To achieve the capital amount, assuming a conservative, average annual medical inflation rate of seven percent after you retire, and average returns of 10 percent a year, you would have to start saving at age 40.

Your problem, however, would not be fully solved. A man aged 63 at retirement can be expected to live for another 17 years and his spouse could live for another 22 years. The R830 000 would be exhausted after 12 years.

Take responsibility

Whether you are an employee, self-employed or a pensioner, Arnold says the most important thing for you to do is "assume primary responsibility for being informed about your retirement needs".

"You must plan for your financial security, taking the appropriate action to save before retirement and to effectively manage your retirement assets in retirement."

He says if you are an employee, as a part of your planning, you need to understand existing contractual arrangements with your employer and the impact of any change in benefit structures if your employer renegotiates its policy on medical scheme contribution subsidies.

He says that you must identify now, what your circumstances will be at retirement. The factors that need to be taken into account include whether you will continue to receive a subsidy, a reduced subsidy, no subsidy or be offered a once-off lump sum in lieu of a subsidy or pension at retirement.

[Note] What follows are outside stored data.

PR #1360, opened 2018-06-09
Enhance PHP fileinfo extension checking

atrol:
Add a warning check for fileinfo extension if file uploads are disabled.

This is useful as a lot of plugins use function plugin_file()
which leads to a call of file_create_finfo() where the fileinfo
extension is needed.

Fixes #24501

### DIFF
--- a/admin/check/check_php_inc.php
+++ b/admin/check/check_php_inc.php
@@ -45,7 +45,6 @@ check_print_test_row(
 );
 
 # $t_extensions_required lists the extensions required to run Mantis in general
-# The fileinfo extension which is needed for attachments is checked in check_attachments_inc.php
 $t_extensions_required = array(
 	'date',
 	'hash',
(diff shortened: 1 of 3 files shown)


admin/check/check_php_inc.php
```diff
@@ -63,6 +62,43 @@
...
+		'Fileinfo PHP extension is available to support file uploads',
+		$t_fileinfo_loaded,
+		array( false => 'Ensure that the fileinfo extension is installed and enabled' )
+	);
+} else {
+	# most of the plugins need this extensions as they use functions plugin_file /  plugin_file_include
+	check_print_test_warn_row(
+		'Fileinfo PHP extension is available to support plugins',
+		$t_fileinfo_loaded,
+		array( false => 'Ensure that the fileinfo extension is installed and enabled if ' )
```
dregad: If what ?

atrol:
> but I'm wondering if we should not simply require fileinfo

I am fine with requiring fileinfo, but I don't know if we would rule out some users.

Are there any users that 
- have attachments disabled **and**
- don't use any of the plugins that need the extension (e.g. the bundled MantisGraph) **and**
- don't want / can for whatever reason install and enable the fileinfo extension ?

@dregad, @vboctor do you think this hardly a real use case?
If so, I will change the PR and always check for fileinfo as a mandatory extension.

admin/check/check_php_inc.php
atrol: > If what ?

leftover from my first internal try.
Will change, unless we agree to change the PR to simply require fileinfo.

Issue #3, opened 2016-03-10
Error: Unknown signal: 143


alessioalex:
Hey there!

Go this error:

```bash
→ ./cmd.js examples/rest-api/index.js 
Caught SIGINT, generating flamegraph /home/alessio/www/test/0x/index.js:188
      throw e
      ^

Error: Unknown signal: 143
    at process.ChildProcess.kill (internal/child_process.js:361:11)
    at emitOne (events.js:83:20)
    at process.emit (events.js:170:7)
    at process.exit (node.js:763:17)
    at ChildProcess.<anonymous> (/home/alessio/www/test/0x/index.js:169:15)
    at emitTwo (events.js:88:13)
    at ChildProcess.emit (events.js:173:7)
    at Process.ChildProcess._handle.onexit (internal/child_process.js:201:12)
```

So [`143` corresponds to `SIGTERM`](http://stackoverflow.com/questions/4192364/always-app-java-end-with-exit-143-ubuntu), which is sent upon killing the process. So doesn't that mean that [this line](https://github.com/davidmarkclements/0x/blob/master/index.js#L167) should check for codes `0` as well as `143`? If done so, everything works fine on my system. The generated flamegraph is totally fine.

davidmarkclements:
Sounds good - but just so I can understand - what circumstances are causing the sigterm? Are you sending a kill signal to your process? What OS, and which node version?

alessioalex:
```
 alessio: /home/alessio/www/test/0x git:master
→ uname -a
Linux DXBU-JKSDJ32 3.19.0-15-generic #15-Ubuntu SMP Thu Apr 16 23:32:37 UTC 2015 x86_64 x86_64 x86_64 GNU/Linux

 alessio: /home/alessio/www/test/0x git:master
→ node -v && npm -v
v5.2.0
3.3.12
```

I'm just doing `CTRL+C` in order to generate my flamegraph, and I assume `0x` is killing the perf process?

davidmarkclements:
Ahhhh okay yes I see

So on os x the node process and the tracer both started by 0x - we send a sigint to the node process itself and it exits with a code 0

On Linux, perf has to start the node process (if you attach later it fails to get js stacks :() - so we send a SIGINT to perf which sends a SIGTERM to your nose process which seems to result in 143. 

Interestengly it resulted in a 0 (and possibly a SIGINT) on an Ubuntu ami so possibly the version of perf affects how it kills the child (maybe later versions pass the signal through to the child). 

[...]

PR #5, opened 2016-03-10
Closes #2, #3

### LINKED ISSUE #2: Workload failed: No such file or directory
Hey there,

I was trying to run `0x` with the basic Node server example but it's always crashing with this message early on.

Searching Google I found out that this was because of `perf` getting a bad command, but I'm no expert in that.

The command generated by `0x` looks like this on my system (Linux && Node 5.2.x I think):

```bash
sudo perf record -q -e cpu-clock -F 1000 -g -o /tmp/perf-dv1dih.data -- node --perf-basic-prof -r /home/alessio/www/test/node_modules/0x/soft-exit server.js
```

Any tips on how to fix this?

Thank you

alessioalex:


davidmarkclements:
v2.0.6 released - thanks @alessioalex

PR #8, opened 2016-03-14
Fixing a couple of minor problems

unlucio:
- Fixing a problem with browserify shims if the traced project
uses browserify its self
- Adding timestamp to profile dir to avoid collision (ie: in docker
containers)
- Adding Docker trick in readme

### DIFF
--- a/index.js
+++ b/index.js
@@ -28,6 +28,16 @@ module.exports = function (args) {
   })
 }
 
+function getProfileFolderName(args, proc) {
+  var name = 'profile-' + proc.pid
+
+  if (args['timestamp-profiles']) {
+    name += '-' + Date.now()
+  }
+
+  return name
+}
+
 function sun (args, sudo) {
   var dtrace = pathTo('dtrace')
   var profile = path.join(__dirname, 'node_modules', '.bin', 'profile_1ms.d')
@@ -62,7 +72,7 @@ function sun (args, sudo) {
 
     if (traceInfo) { prof.stderr.pipe(process.stderr) }
 
-    folder = 'profile-' + proc.pid
+    folder = getProfileFolderName(args, proc)
     fs.mkdirSync(process.cwd() + '/' + folder)
 
     pump(
@@ -172,7 +182,7 @@ function linux (args, sudo) {
     }
   })
 
-  var folder = 'profile-' + proc.pid + '-' + (new Date()).getTime();
+  var folder = getProfileFolderName(args, proc)
   fs.mkdirSync(process.cwd() + '/' + folder)
 
   setTimeout(log, delay || 100, 'Profiling')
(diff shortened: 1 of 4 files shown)


index.js
```diff
@@ -172,7 +172,7 @@ function linux (args, sudo) {
     }
   })
 
-  var folder = 'profile-' + proc.pid
+  var folder = 'profile-' + proc.pid + '-' + (new Date()).getTime();
```
davidmarkclements: Date.now() would be preferred here 

Let's talk about putting this behind an option

package.json
```diff
@@ -39,5 +39,6 @@
   "devDependencies": {
     "deep-diff": "^0.3.3",
     "standard": "^6.0.7"
-  }
+  },
+  "browserify-shim": {}
```
davidmarkclements: nice.

readme.md
```diff
@@ -254,6 +254,21 @@ Yes please!
 
 `DEBUG=0x* 0x my-app.js`
 
+## Docker
+In a docker container, due to security reasons, you most likelly gonna end up with the follwing error:
+
```
davidmarkclements: 1) let's move this up to just beneath "Generating"
2) can we keep the tone consistent (e.g. we, instead of you, avoid colloqualisms) with the rest of the readme, also - typos: 
Due to security reasons Docker containers tend to result in the following error: 

We can work around this problem by running our container with the `--privileged` option, or add `privileged: true` in our `docker-compose.yml` file. See the [Docker docs](https://docs.docker.com/engine/reference/run/#runtime-privilege-and-linux-capabilities) for more info

davidmarkclements:
hey @unlucio really appreciate your work here, would you mind going over the inline comments 

Also I think the timestamping is relevant to particular edge cases, what do you think to putting it behind a flag, say `--timestamp-profiles`

unlucio:
@davidmarkclements done, wdyt

usage.txt
```diff
@@ -3,46 +3,48 @@
...
 
-  --cmd | -c      Command Mode - A tool set for processing data in 
-                  the profile folder. 
+  --cmd | -c              Command Mode - A tool set for processing data in 
+                          the profile folder. 
 
-                  Run 0x --cmd help for a list of commands
+  --timestamp-profiles    Add timestamp to you profile folder's name
+
+                          Run 0x --cmd help for a list of commands
```
davidmarkclements: run 0x --cmd should be part of the --cmd flag desc

index.js
```diff
@@ -28,6 +28,16 @@ module.exports = function (args) {
   })
 }
 
+function getProfileFolderName(args, proc) {
+  var name = 'profile-' + proc.pid
+
+  if (args['timestamp-profiles']) {
+    name += '-' + (new Date()).getTime()
```
davidmarkclements: Date.now() is the same thing and less noisy

davidmarkclements:
I think you're awesome - just two tiny niggles - see notes

unlucio:
@davidmarkclements thanks, there you go

davidmarkclements:
pubished 2.1.0 thanks @unlucio

unlucio:
thank you

PR #12, opened 2016-03-20
tooling: adds simpler example, .gitignore: exclude output

eljefedelrodeodeljefe:
Two minor nits:
* it was a little easier to have (tracing unrelated) testing with a simpler example. This commit adds one.
* also IDE experience was a little nicer when output was excluded

I can separate those of course, but they seemed too small at the time.


davidmarkclements:
Beautiful thanks!

PR #13, opened 2016-03-20
feature: adds support for ext. node binaries like ../node/node

### LINKED ISSUE #10: Add support for custom binaries
First of all: (In general) cool work. Always had something like this in mind, but never went for the long distance. Much appreciated.

***

Currently, by looking at the implementation, custom binaries, like when you'd work on node core, don't work. I'd like to be able to run `0x ./node example.js` for benchmarking purposes, whereas `./node` resolves to the node binary in my current working directory.

If you know where to include this real quick, I'd appreciate the change. Otherwise I'll send in a PR at the beginning of the week

eljefedelrodeodeljefe:
Adds actual support for external / custom binaries.

See discussion on #10

re-opens #10, closes #10

### DIFF
--- a/cmd.js
+++ b/cmd.js
@@ -1,4 +1,5 @@
 #!/usr/bin/env node
+const path = require('path')
 
 cmd()
 
@@ -20,7 +21,16 @@ function cmd () {
     argv.splice(stacksOnlyIx + 1, 1)
   }
 
-  var ix = argv.indexOf('node')
+  // get the position of node binary in argv; else stay -1
+  var ix = -1
+  var bin = ''
+  argv.forEach((el, index) => {
+    if (path.basename(el) === 'node' && el !== 'node') {
+      ix = index
+      bin = argv[index]
+      return
+    }
+  })
 
   if (ix === -1) {
     var c = argv.length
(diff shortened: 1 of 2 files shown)


cmd.js
```diff
@@ -20,7 +21,16 @@ function cmd () {
     argv.splice(stacksOnlyIx + 1, 1)
   }
 
-  var ix = argv.indexOf('node')
+  // get the position of node binary in argv; else stay -1
+  let ix = -1
+  let bin = ''
```
davidmarkclements: since 0.12 can emit perf events, I'm reluctant to use syntax that isn't supported in 0.12 (even though I've not tested in 0.12) 

so can we make let, var 

we can leave const, since 0.12 does support that (even though it's not the es6 const, but the old v8 const)

davidmarkclements:
sorry just one thing then merge :D

eljefedelrodeodeljefe:
no worries. Also had a typo in there. Force pushed.

davidmarkclements:
yah even though it won't on .12 (because of -r flag) there's still the possibility of supporting it (e.g. by requiring it in a parent file, and then using hacks like Module.runMain() so it thinks it's the top module - as in https://github.com/davidmarkclements/nodux-core/blob/master/include/usr/local/bin/nodux.js) 

tested it all - works great trying to publish but as I say crappy 3g connection - 2.2.0 will be out as soon as I can pub. (minor bump because 0x ./node is technically an api addition)

eljefedelrodeodeljefe:
Yeah, looks good to me. as a matter of opinion I usually tend to ignore pre 4.X versions for my node stuff :) . But obviously, if easily possible - why not.

davidmarkclements:
added #14 - if there's demand I'll implement - if not then no point

davidmarkclements:
hooray 2.2.0 published: https://www.npmjs.com/package/0x

PR #15, opened 2016-03-21
feature: adds autoexit option. Default: do autoexit after script

eljefedelrodeodeljefe:
@davidmarkclements maybe this would be interesting for you. Don't know what your plan for this was, but I like the notion of autoexiting, after the script has run. It will however wind down the rest of the app logic.

### DIFF
--- a/examples/simple/index.js
+++ b/examples/simple/index.js
@@ -1,17 +1,18 @@
 'use strict'
-let count = 0, max = 10, res = 0
+var count = 0
+var max = 10
+var res = 0
 
-console.log('Starting process with simple example.');
-setTimeout(()=>{
-  setInterval(()=>{
+console.log(`Starting process(${process.pid}) with simple example.`)
+setTimeout(() => {
+  setInterval(() => {
     res += 1
     count++
-    console.log(res);
+    console.log(res)
 
     if (count >= max) {
-      console.log('Process exited now. Hit ctrl+c');
+      console.log('Process exited now. Hit ctrl+c')
       return process.exit()
     }
-
   }, 10)
 }, 500)
--- a/index.js
+++ b/index.js
@@ -67,7 +67,14 @@ function sun (args, sudo, binary) {
   })
   var folder
   var prof
-  function start() {
+
+  function start () {
+    // on script end, bail automatically, don't when no-autoexit flag is set
+    proc.on('exit', () => {
+      debug(proc.pid, 'exiting')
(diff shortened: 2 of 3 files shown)


examples/simple/index.js
```diff
@@ -1,17 +1,18 @@
 'use strict'
-let count = 0, max = 10, res = 0
+let count = 0
+let max = 10
+let res = 0
```
davidmarkclements: let -> var

davidmarkclements:
Yah this is great, I don't think we need the option, just do it on exit, otherwise why use 0x in the firstlace

examples/simple/index.js
eljefedelrodeodeljefe: will do.

eljefedelrodeodeljefe:
Then I'll remove the option.

eljefedelrodeodeljefe:
Done.

davidmarkclements:
Outstanding thanks man

davidmarkclements:
just need to check/get linux behaviour the same on this

eljefedelrodeodeljefe:
Sure. I have parallels installed. Will check too.

eljefedelrodeodeljefe:
Apologies if I missed it.

eljefedelrodeodeljefe:
I know where the issues lie. See comments. basically I was mistaken the start function to be global. whereas it should be fine send `process.kill(proccess.pid, 'SIGINT')` in the exit event of the spawn functions directly. I'll adda global function and call at in `sun()` and `linux()` respectively.

davidmarkclements:
yah cool - by global you mean scoped of course - not actually adding to `global`

eljefedelrodeodeljefe:
Call it [here](https://github.com/davidmarkclements/0x/pull/15/files#diff-168726dbe96b3ce427e7fedce31bb0bcR66) and [here](https://github.com/davidmarkclements/0x/pull/15/files#diff-168726dbe96b3ce427e7fedce31bb0bcR189)

eljefedelrodeodeljefe:
Yes. Scope in the file. Actually extra function won't be needed. I'll send in the thing later.

eljefedelrodeodeljefe:
This shows it's behaviour https://www.youtube.com/edit?o=U&video_id=QzQa34qZKOU

davidmarkclements:
link is broken (maybe just visible to you if logged in)

eljefedelrodeodeljefe:
This one, sorry https://youtu.be/QzQa34qZKOU

PR #18, opened 2016-03-22
feature: adds autoexit option. Default: do autoexit after script

eljefedelrodeodeljefe:
Addresses Revert #17 of #15. 

Note: there might be unrelated race conditions and an unrelated bug on linux, when called with binary or plain `node` binary argument.

PR #19, opened 2016-03-22
fix: potential race conditions during event dispatch; refactor

eljefedelrodeodeljefe:
This PR mainly adds the event emitter to dispatch states. This was necessary, since their have been potential race conditions around the dispatch of SIGINT.
Also, and more importantly the motivation for this, after introducing the auto exiting mode (I think) you haven't been able anymore to exit the target program early through SIGINT and still get profiling results. Maybe it didn't work before also. Either way this is possible again.

Since the listeners needed to physically move, I had to move variable declarations, too, and hope you don't mind the refactoring.

During refactor there also was a problem with the "leaking clock", which is why I introduced central SIGINT and exit handling at the top of the program, and destroying allocated memory for it. 

Seemingly getting all the shared variables in the main scope screams for refactoring this as class. I of course refrained from doing so, but wanted to discuss this (maybe)

**Note:** this hasn't altered the API

### DIFF
--- a/index.js
+++ b/index.js
@@ -11,6 +11,27 @@ var convert = require('./stack-convert')
 var gen = require('./gen')
 var debug = require('debug')('0x')
 var log = require('single-line-log').stdout
+var EventEmitter = require('events')
+var ee = new EventEmitter()
+
+var traceInfo
+var profile
+var proc
+var prof
+var folder
+
+var clock
+// handle everything that might be leaking here
+process.on('exit', () => {
+  if (clock) {
+    clock.kill()
+  }
+})
+// handle premature exit here (when already registered .on('target_exited')).
+// REALLY early exiting (right after start) is handled in listener
+process.on('SIGINT', () => {
+  ee.emit('target_exited')
+})
 
 module.exports = function (args, binary) {
   isSudo(function (sudo) {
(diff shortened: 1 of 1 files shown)


index.js
```diff
@@ -232,11 +225,42 @@ function linux (args, sudo, binary) {
         sink(args, proc.pid, folder, clock)
       )
     })
+  })
 
+  proc = spawn('sudo', [
```
eljefedelrodeodeljefe: @davidmarkclements please note, that the diff looks larger then it is, because I basically just reordered code blocks. For git that's a deletion essentially it's just moving around things though.

eljefedelrodeodeljefe: Covered in it though is the change of the variable declarations that moved to the top.

davidmarkclements:
@eljefedelrodeodeljefe thanks for all your efforts man, really appreciate your input

can you speak more to the problems here,  (I get the clock issue, what are the other race conditions?) 

I'm not keen on this approach - it seems that we may be adding unnecessary complexity, and I'm particularly against the "exoskeletal" concept of shared variables (and esp. against classes). 

I'd rather have duplicated code than go down this road - can we try to fix this another way?

davidmarkclements:
so I had to a chance to look into this, the race conditions and errors were caused in #18 - 
the problem was that calling process.kill(process.pid, 'SIGINT') caused a circular dependency of sorts, 
the sigint handler tries to kill the child process, whilst when the child process exits it triggers the sigint handler.

eljefedelrodeodeljefe:
Okay that potentially fixes it too. Didn't see any problem at least. Will investigate more.

PR #61, opened 2017-01-20
feat: support custom output directory via -o / --output-dir

### LINKED ISSUE #60: Support specifying output directory
It'd be nice if it were possible to specify the output directory to use instead of [generating it on the fly using the `PID`](https://github.com/davidmarkclements/0x/blob/4074aa2021adaef208d9fc9fd239e8e68f38df3a/index.js#L37).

Arnold warns that uncertainty will prevail in the short-term, particularly until there is more clarity on legislation, such as compulsory membership of medical schemes and tax deductibility of medical costs.

He says employers should play a role in assisting and educating employees on self-funding.

You should treat the accumulation of medical scheme capital as a separate component of your financial and retirement strategy. "Do not delay, start making provision now, consult a reputable financial planner and remember that healthy pensioners live longer and need more capital."